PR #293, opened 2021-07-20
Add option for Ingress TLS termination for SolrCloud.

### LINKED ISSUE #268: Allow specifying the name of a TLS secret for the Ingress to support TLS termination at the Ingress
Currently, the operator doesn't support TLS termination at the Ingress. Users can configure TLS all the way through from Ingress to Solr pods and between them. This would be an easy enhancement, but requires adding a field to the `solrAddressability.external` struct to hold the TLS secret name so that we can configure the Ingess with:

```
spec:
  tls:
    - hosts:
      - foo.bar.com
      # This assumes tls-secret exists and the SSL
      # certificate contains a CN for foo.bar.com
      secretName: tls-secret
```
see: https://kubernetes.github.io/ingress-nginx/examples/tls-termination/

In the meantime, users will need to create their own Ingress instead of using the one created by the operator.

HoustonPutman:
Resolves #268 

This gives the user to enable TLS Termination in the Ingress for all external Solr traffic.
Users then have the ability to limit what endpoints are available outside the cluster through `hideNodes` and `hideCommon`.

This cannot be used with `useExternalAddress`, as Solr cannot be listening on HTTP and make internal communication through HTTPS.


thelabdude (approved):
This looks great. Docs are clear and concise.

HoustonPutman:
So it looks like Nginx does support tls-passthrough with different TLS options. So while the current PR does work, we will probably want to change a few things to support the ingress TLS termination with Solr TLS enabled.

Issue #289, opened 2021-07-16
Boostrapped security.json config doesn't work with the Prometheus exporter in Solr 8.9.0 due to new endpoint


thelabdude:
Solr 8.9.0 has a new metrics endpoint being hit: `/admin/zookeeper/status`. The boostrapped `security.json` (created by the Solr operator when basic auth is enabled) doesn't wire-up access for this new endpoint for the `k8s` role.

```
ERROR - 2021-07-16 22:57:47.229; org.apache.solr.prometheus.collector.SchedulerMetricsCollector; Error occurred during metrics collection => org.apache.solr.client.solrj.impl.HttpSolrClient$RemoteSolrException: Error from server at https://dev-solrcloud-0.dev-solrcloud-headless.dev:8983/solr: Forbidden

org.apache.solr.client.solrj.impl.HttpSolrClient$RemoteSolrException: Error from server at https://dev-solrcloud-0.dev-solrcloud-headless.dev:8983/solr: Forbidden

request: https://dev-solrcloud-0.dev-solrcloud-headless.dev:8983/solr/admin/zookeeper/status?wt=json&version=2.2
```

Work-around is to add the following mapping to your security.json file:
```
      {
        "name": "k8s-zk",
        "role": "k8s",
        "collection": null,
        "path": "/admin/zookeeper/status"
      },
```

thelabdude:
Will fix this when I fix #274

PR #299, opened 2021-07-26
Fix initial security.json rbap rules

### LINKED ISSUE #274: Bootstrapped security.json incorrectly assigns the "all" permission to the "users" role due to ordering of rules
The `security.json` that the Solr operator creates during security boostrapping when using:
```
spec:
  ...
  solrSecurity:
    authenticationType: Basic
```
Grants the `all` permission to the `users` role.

....

Exercise:
Find each line of the data above that holds the word "impl", then copy it.

Response for this exercise:
ERROR - 2021-07-16 22:57:47.229; org.apache.solr.prometheus.collector.SchedulerMetricsCollector; Error occurred during metrics collection => org.apache.solr.client.solrj.impl.HttpSolrClient$RemoteSolrException: Error from server at https://dev-solrcloud-0.dev-solrcloud-headless.dev:8983/solr: Forbidden
org.apache.solr.client.solrj.impl.HttpSolrClient$RemoteSolrException: Error from server at https://dev-solrcloud-0.dev-solrcloud-headless.dev:8983/solr: Forbidden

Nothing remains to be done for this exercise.